San Francisco, CA | Sunday, Oct. 27, 2013

Short Course #6
Micro/Nanofabrication of Chemical and Biosensors
Peter J. Hesketh, Gary W. Hunter and Zoraida P. Aguilar, Instructors

Please visit the San Francisco meeting page for registration information. Early-Bird Registration rates are in effect until September 27, 2013. See a list of all Short courses offered at the San Francisco meeting.

This course will cover micro/nanofabrication techniques for chemical and biosensors. Fabrication processes include physical vapor deposition, oxidation and diffusion in silicon, chemical vapor deposition, atomic layer deposition, plasma etching, in addition to photo and electron beam lithography. As nanotechnology is rapidly growing the methods for nanoscale fabrication of structures, including ion beam, electron beam, vapor-liquid-solid growth, and electroplating will be addressed.

Applications of micro/nanofabricated sensors range from aerospace to biomedical and environmental chemical sensing. Case studies will be utilized to illustrating the important advantages of these miniature sensors, but also challenges and lessons in their implementation, approaches to solving sensor problems, and future directions in sensor and sensor system technology. The combination of unique size-dependent physical and chemical properties and the introduction of multifunctionality on nanomaterials make them a very promising technology. Nanoparticles are not only being used for sensing applications but can also be used for targeted drug/vaccine delivery at the same time (called nanotheranostics). The preparation of nanoparticles for nanobiosensors and nanotheranostics will be presented along with the surface modifications of nanoparticles with biomolecules such as antibodies, enzymes, oligonucleotides, and other molecules will also be presented. Characterization of the modified nanoparticles as well as evaluation of number of biomolecules bound to the surface will be reviewed.

About the Instructors

Peter J. Hesketh has over 25 years experience in MEMS/NEMS and microfabricated sensors. He received a BSc in Electrical and Electronic Engineering from the University of Leeds (1979) and was a Thouron Fellow at the University of Pennsylvania, obtaining an MS (1983) PhD (1987) in Electrical Engineering. He worked in the Microsensor Group at the Physical Electronics Laboratory of Stanford Research Institute and then Teknekron Sensor Development Corporation before joining the faculty at the University of Illinois in 1990 in the Department of Electrical Engineering and Computer Science. He is currently a Professor of Mechanical Engineering at Georgia Institute of Technology, Member of the Parker H. Petit Institute for Bioengineering and Biosciences, and Director of the MEMS/NEMS Group in the School of Mechanical Engineering. His research interests include microcantilever chemical and biosensors, microvalves, miniature gas chromatography systems, and detection of contamination in foods. He has published over 70 journal papers and edited 15 books. He is a Fellow of ECS, AAAS, ASME, and a member of ASEE, AVS, and IEEE.
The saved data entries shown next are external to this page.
Issue #179, opened 2021-03-24
7$: Missing syntax error: x += ;


strager:
The following code has a syntax error, but quick-lint-js doesn't emit an error:
```javascript
let x = 3;
x += ;
```

keyehzy:
I'm trying this one out and should send a PR soon.

strager:
@keyehzy fixed this issue in commit 02fce249.

PR #209, opened 2021-04-06
reports error message when missing rhs of compound assignment operator

keyehzy:
Attempts to fix issue #179.

I'm not entirely confident that just reporting an invalid right-hand side should catch all the cases, but for all the compound assignment operators it seems to work and does not conflict with previous tests.

### DIFF
--- a/test/test-parse-expression-statement.cpp
+++ b/test/test-parse-expression-statement.cpp
@@ -132,6 +132,20 @@ TEST(test_parse, parse_invalid_math_expression) {
             ERROR_TYPE_FIELD(error_unmatched_parenthesis, where,
                              offsets_matcher(&code, strlen(u8"2 * "), u8"("))));
   }
+
+  {
+    padded_string code(u8"x += ;"_sv);
+    spy_visitor v;
+    parser p(&code, &v);
+    p.parse_and_visit_expression(v);
+    EXPECT_THAT(v.visits,
+                ElementsAre("visit_variable_use", "visit_variable_assignment"));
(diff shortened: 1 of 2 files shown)


keyehzy:

test/test-parse-expression-statement.cpp
```diff
@@ -132,6 +132,21 @@ TEST(test_parse, parse_invalid_math_expression) {
...
+    parser p(&code, &v);
+    p.parse_and_visit_expression(v);
+    EXPECT_THAT(v.visits,
+                ElementsAre("visit_variable_use", "visit_variable_assignment"));
+    EXPECT_THAT(v.variable_uses,
+                ElementsAre(spy_visitor::visited_variable_use{u8"x"}));
+    EXPECT_THAT(v.errors,
+                ElementsAre(ERROR_TYPE_FIELD(
+                    error_missing_operand_for_operator, where,
+                    offsets_matcher(&code, strlen(u8"x += "), u8";"))));
```
strager, line 148: For `x + ;`, we report the error on the `+`. (See line 64 for an example.) Shouldn't we report the error on the `+=` here (not on the `;`)?

strager (changes requested):

test/test-parse-expression-statement.cpp
keyehzy: Yes, absolutely. Using code_span of rhs was wrong, I'm using code_span of the operator instead.

strager (approved):

strager:
Landed to master as commit 02fce249.

Issue #189, opened 2021-03-31
LibreJS support for website


strager:
https://www.gnu.org/software/librejs/free-your-javascript.html

PR #212, opened 2021-04-07
Added LibreJS support to website

Jasper-Hawks:
Specified the license in both quick-lint-js.mjs and editor.mjs
Fixed Issue: #189

### DIFF
--- a/website/demo/editor.mjs
+++ b/website/demo/editor.mjs
@@ -1,3 +1,4 @@
+// @license magnet:?xt=urn:btih:1f739d935676111cfff4b4693e3816e664797050&dn=gpl-3.0.txt GPL-v3-or-Later
 // Copyright (C) 2020  Matthew Glazar
 // See end of file for extended copyright information.
 
@@ -219,3 +220,4 @@ function wrapNodes(wrapperElement, firstChildNode, lastChildNode) {
 //
 // You should have received a copy of the GNU General Public License
 // along with quick-lint-js.  If not, see <https://www.gnu.org/licenses/>.
+// @license-end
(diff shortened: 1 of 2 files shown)


Jasper-Hawks:

strager:
Looks good. Thanks for taking a stab at this task.

Did you test that the LibreJS browser extension does the right thing? Can you screenshot its UI?

What about the .wasm file? Does it need similar annotation?

Jasper-Hawks:
The program list and blocks the scripts that are not compatible with LibreJS, if all the scripts are compatible then no scripts will be listed and they will all be executed.
librejs

Jasper-Hawks:
The .wasm file doesn't appear to be blocked or accepted

strager:
> The program list and blocks the scripts that are not compatible with LibreJS, if all the scripts are compatible then no scripts will be listed and they will all be executed.

What's it look like with your patch?

> The .wasm file doesn't appear to be blocked or accepted

That's probably because the .mjs files load the .wasm files without using `<script>` or `import`.

Jasper-Hawks:
None of the scripts are blocked on any of the pages. I'll add the license tags to the .wasm file.

Jasper-Hawks:
I'm looking through the files and I only see wasm-demo.h and wasm-demo.cpp. Would you like me to add the license tags to both?

strager:
> I'm looking through the files and I only see wasm-demo.h and wasm-demo.cpp. Would you like me to add the license tags to both?

`wasm-demo.h` and `wasm-demo.cpp` are not served to web clients.

See website/demo/README.md for instructions on building the .wasm file.

> None of the scripts are blocked on any of the pages.

Okay. If annotating the .wasm file is unnecessary, I guess we don't need to do it.

I'll try out this patch tomorrow to get a feel for how LibreJS works.

strager:
This patch doesn't seem to fully work. Some scripts are still blocked, so the demo doesn't work with LibreJS installed:

Screenshot from 2021-04-08 15-04-12

strager (changes requested):
.

strager:
@Jasper-Hawks Are you still working on this PR?

Jasper-Hawks:
No. I've given up.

Gary W. Hunter is the Technical Lead for the Chemical Species Gas Sensors Team and Lead for Intelligent System Hardware in the Sensors and Electronics Branch at NASA Glenn Research Center. Since his arrival at NASA Glenn, he has been involved with the design, fabrication, and testing of sensors, esp., chemical species gas sensors. He has worked closely with academia and industry in developing a range of sensor technologies and sensor systems using a number of different sensor materials and sensing approaches. This work has included the use of both micro and nano technology as well as the integration of sensor technology into smart systems.
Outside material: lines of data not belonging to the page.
PR #218, opened 2021-04-09
warn when --exit-fail-on is used with --lsp-server

LiraNuna:
Yet another parameter that should warn when `--lsp-server` is used.
A part of https://github.com/quick-lint/quick-lint-js/pull/208 and https://github.com/quick-lint/quick-lint-js/issues/202

### DIFF
--- a/src/error-list.cpp
+++ b/src/error-list.cpp
@@ -207,6 +207,10 @@ bool compiled_error_list::is_present(const char* error_code) const noexcept {
   }
   return present;
 }
+
+bool compiled_error_list::is_user_provided() const noexcept {
+  return !parsed_error_lists_.empty();
+}
 }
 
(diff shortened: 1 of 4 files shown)


src/error-list.cpp
```diff
@@ -207,6 +207,10 @@ bool compiled_error_list::is_present(const char* error_code) const noexcept {
   }
   return present;
 }
+
+bool compiled_error_list::empty() const noexcept {
```
strager, line 211: This name is misleading. An empty `compiled_error_list` would mean that no error code `is_present`.

I'd call this something like `did_add_error_list` or `number_of_added_error_lists`? (I'm very unsure. =S)

strager (changes requested):
Other than the function name, this looks good to me.

strager (approved):

PR #232, opened 2021-04-16
Website: Synchronize demo's pre and textarea sizing

erlliam:
https://user-images.githubusercontent.com/32761424/115054415-2f4cea00-9eae-11eb-9034-0e7e471d6f07.mp4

Dr. Hunterís contributions range from research to technical management in fields including engine emissions, environmental monitoring, spacesuit monitoring, fire detection, leak detection, and high temperature wireless sensors. Dr. Hunter has been active in the application of the resulting sensor technology both in NASA and industry with a range of activities involving the demonstration and application of sensor technology.

Dr. Hunter has taught short courses on chemical sensing technology; a high temperature sensors and electronics short course; co-authored three book chapters; has six patents; and has a significant number of papers, talks, and invited talks. He has been co-recipient of two R&D 100 Awards for one of the most significant inventions/products of the year, two NASA Turning Goals into Reality Awards, and one Nano 50 Award. He is former Chair of the ECS Sensor Division.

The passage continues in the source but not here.